▶ **WHAT NEEDS TO BE DONE**
Only an exact copy of the entries will serve as the answer.

▶ **DATA TO EXAMINE**
= = = = =

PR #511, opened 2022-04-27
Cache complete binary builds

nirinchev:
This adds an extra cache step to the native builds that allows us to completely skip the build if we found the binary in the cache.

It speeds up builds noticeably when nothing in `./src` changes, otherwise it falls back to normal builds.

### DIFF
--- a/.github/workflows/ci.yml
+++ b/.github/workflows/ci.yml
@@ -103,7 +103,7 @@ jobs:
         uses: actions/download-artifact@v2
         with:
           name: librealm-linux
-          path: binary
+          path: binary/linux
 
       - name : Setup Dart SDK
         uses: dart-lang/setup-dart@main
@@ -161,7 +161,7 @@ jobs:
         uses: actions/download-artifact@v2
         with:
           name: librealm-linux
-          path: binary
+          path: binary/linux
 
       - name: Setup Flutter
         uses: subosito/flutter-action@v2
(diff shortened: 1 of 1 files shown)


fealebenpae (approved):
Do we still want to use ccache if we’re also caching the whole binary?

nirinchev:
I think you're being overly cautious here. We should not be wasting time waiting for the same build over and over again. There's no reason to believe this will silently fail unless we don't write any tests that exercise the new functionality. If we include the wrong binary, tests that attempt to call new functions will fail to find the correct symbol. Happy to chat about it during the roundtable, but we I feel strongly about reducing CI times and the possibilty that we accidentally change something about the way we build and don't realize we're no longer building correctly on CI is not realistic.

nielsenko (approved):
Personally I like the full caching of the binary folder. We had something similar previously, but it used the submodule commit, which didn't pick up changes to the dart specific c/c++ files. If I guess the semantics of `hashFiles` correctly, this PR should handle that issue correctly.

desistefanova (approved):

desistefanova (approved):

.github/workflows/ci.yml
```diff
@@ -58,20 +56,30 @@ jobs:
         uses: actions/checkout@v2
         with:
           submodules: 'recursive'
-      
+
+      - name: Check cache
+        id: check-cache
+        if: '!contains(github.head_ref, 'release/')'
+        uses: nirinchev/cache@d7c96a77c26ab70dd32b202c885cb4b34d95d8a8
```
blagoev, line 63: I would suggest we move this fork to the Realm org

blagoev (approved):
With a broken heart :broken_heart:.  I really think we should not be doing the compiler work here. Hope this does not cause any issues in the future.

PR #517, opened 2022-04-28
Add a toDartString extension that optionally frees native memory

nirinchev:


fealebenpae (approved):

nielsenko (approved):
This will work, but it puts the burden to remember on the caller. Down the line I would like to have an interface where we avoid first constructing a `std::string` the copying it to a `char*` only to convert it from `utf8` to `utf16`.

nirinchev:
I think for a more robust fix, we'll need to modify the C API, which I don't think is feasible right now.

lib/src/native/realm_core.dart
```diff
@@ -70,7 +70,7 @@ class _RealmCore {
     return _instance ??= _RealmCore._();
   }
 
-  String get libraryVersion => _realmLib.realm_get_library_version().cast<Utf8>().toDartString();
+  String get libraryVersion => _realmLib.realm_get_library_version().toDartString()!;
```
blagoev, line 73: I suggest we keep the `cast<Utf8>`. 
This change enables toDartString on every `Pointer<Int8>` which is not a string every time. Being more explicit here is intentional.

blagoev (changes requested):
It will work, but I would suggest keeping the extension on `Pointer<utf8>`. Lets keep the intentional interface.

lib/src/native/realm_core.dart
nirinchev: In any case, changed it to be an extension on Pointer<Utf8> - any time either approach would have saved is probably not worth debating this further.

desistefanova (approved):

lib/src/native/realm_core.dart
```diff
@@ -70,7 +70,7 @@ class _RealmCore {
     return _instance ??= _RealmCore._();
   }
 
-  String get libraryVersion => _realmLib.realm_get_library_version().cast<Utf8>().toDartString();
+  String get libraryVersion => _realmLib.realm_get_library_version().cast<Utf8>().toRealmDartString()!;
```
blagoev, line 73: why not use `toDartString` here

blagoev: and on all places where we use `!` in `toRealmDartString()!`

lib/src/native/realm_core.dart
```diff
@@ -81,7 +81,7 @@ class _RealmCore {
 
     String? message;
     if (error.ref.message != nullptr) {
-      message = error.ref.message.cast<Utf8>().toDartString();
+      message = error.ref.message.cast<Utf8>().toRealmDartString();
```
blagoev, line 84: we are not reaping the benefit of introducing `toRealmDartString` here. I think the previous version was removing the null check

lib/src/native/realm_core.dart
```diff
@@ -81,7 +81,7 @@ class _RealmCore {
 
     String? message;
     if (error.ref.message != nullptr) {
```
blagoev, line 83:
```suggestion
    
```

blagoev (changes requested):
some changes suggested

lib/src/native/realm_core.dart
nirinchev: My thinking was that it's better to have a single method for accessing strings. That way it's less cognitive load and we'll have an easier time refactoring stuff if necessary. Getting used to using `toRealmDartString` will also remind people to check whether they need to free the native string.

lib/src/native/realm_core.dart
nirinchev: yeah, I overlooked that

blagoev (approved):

= = = = =

▶ **YOUR SOLUTION**
PR #511, opened 2022-04-27
Cache complete binary builds

nirinchev:
This adds an extra cache step to the native builds that allows us to completely skip the build if we found the binary in the cache.

It speeds up builds noticeably when nothing in `./src` changes, otherwise it falls back to normal builds.

### DIFF
--- a/.github/workflows/ci.yml
+++ b/.github/workflows/ci.yml
@@ -103,7 +103,7 @@ jobs:
         uses: actions/download-artifact@v2
         with:
           name: librealm-linux
-          path: binary
+          path: binary/linux
 
       - name : Setup Dart SDK
         uses: dart-lang/setup-dart@main
@@ -161,7 +161,7 @@ jobs:
         uses: actions/download-artifact@v2
         with:
           name: librealm-linux
-          path: binary
+          path: binary/linux
 
       - name: Setup Flutter
         uses: subosito/flutter-action@v2
(diff shortened: 1 of 1 files shown)


fealebenpae (approved):
Do we still want to use ccache if we’re also caching the whole binary?

nirinchev:
I think you're being overly cautious here. We should not be wasting time waiting for the same build over and over again. There's no reason to believe this will silently fail unless we don't write any tests that exercise the new functionality. If we include the wrong binary, tests that attempt to call new functions will fail to find the correct symbol. Happy to chat about it during the roundtable, but we I feel strongly about reducing CI times and the possibilty that we accidentally change something about the way we build and don't realize we're no longer building correctly on CI is not realistic.

nielsenko (approved):
Personally I like the full caching of the binary folder. We had something similar previously, but it used the submodule commit, which didn't pick up changes to the dart specific c/c++ files. If I guess the semantics of `hashFiles` correctly, this PR should handle that issue correctly.

desistefanova (approved):

desistefanova (approved):

.github/workflows/ci.yml
```diff
@@ -58,20 +56,30 @@ jobs:
         uses: actions/checkout@v2
         with:
           submodules: 'recursive'
-      
+
+      - name: Check cache
+        id: check-cache
+        if: '!contains(github.head_ref, 'release/')'
+        uses: nirinchev/cache@d7c96a77c26ab70dd32b202c885cb4b34d95d8a8
```
blagoev, line 63: I would suggest we move this fork to the Realm org

blagoev (approved):
With a broken heart :broken_heart:.  I really think we should not be doing the compiler work here. Hope this does not cause any issues in the future.

PR #517, opened 2022-04-28
Add a toDartString extension that optionally frees native memory

nirinchev:


fealebenpae (approved):

nielsenko (approved):
This will work, but it puts the burden to remember on the caller. Down the line I would like to have an interface where we avoid first constructing a `std::string` the copying it to a `char*` only to convert it from `utf8` to `utf16`.

nirinchev:
I think for a more robust fix, we'll need to modify the C API, which I don't think is feasible right now.

lib/src/native/realm_core.dart
```diff
@@ -70,7 +70,7 @@ class _RealmCore {
     return _instance ??= _RealmCore._();
   }
 
-  String get libraryVersion => _realmLib.realm_get_library_version().cast<Utf8>().toDartString();
+  String get libraryVersion => _realmLib.realm_get_library_version().toDartString()!;
```
blagoev, line 73: I suggest we keep the `cast<Utf8>`. 
This change enables toDartString on every `Pointer<Int8>` which is not a string every time. Being more explicit here is intentional.

blagoev (changes requested):
It will work, but I would suggest keeping the extension on `Pointer<utf8>`. Lets keep the intentional interface.

lib/src/native/realm_core.dart
nirinchev: In any case, changed it to be an extension on Pointer<Utf8> - any time either approach would have saved is probably not worth debating this further.

desistefanova (approved):

lib/src/native/realm_core.dart
```diff
@@ -70,7 +70,7 @@ class _RealmCore {
     return _instance ??= _RealmCore._();
   }
 
-  String get libraryVersion => _realmLib.realm_get_library_version().cast<Utf8>().toDartString();
+  String get libraryVersion => _realmLib.realm_get_library_version().cast<Utf8>().toRealmDartString()!;
```
blagoev, line 73: why not use `toDartString` here

blagoev: and on all places where we use `!` in `toRealmDartString()!`

lib/src/native/realm_core.dart
```diff
@@ -81,7 +81,7 @@ class _RealmCore {
 
     String? message;
     if (error.ref.message != nullptr) {
-      message = error.ref.message.cast<Utf8>().toDartString();
+      message = error.ref.message.cast<Utf8>().toRealmDartString();
```
blagoev, line 84: we are not reaping the benefit of introducing `toRealmDartString` here. I think the previous version was removing the null check

lib/src/native/realm_core.dart
```diff
@@ -81,7 +81,7 @@ class _RealmCore {
 
     String? message;
     if (error.ref.message != nullptr) {
```
blagoev, line 83:
```suggestion
    
```

blagoev (changes requested):
some changes suggested

lib/src/native/realm_core.dart
nirinchev: My thinking was that it's better to have a single method for accessing strings. That way it's less cognitive load and we'll have an easier time refactoring stuff if necessary. Getting used to using `toRealmDartString` will also remind people to check whether they need to free the native string.

lib/src/native/realm_core.dart
nirinchev: yeah, I overlooked that

blagoev (approved):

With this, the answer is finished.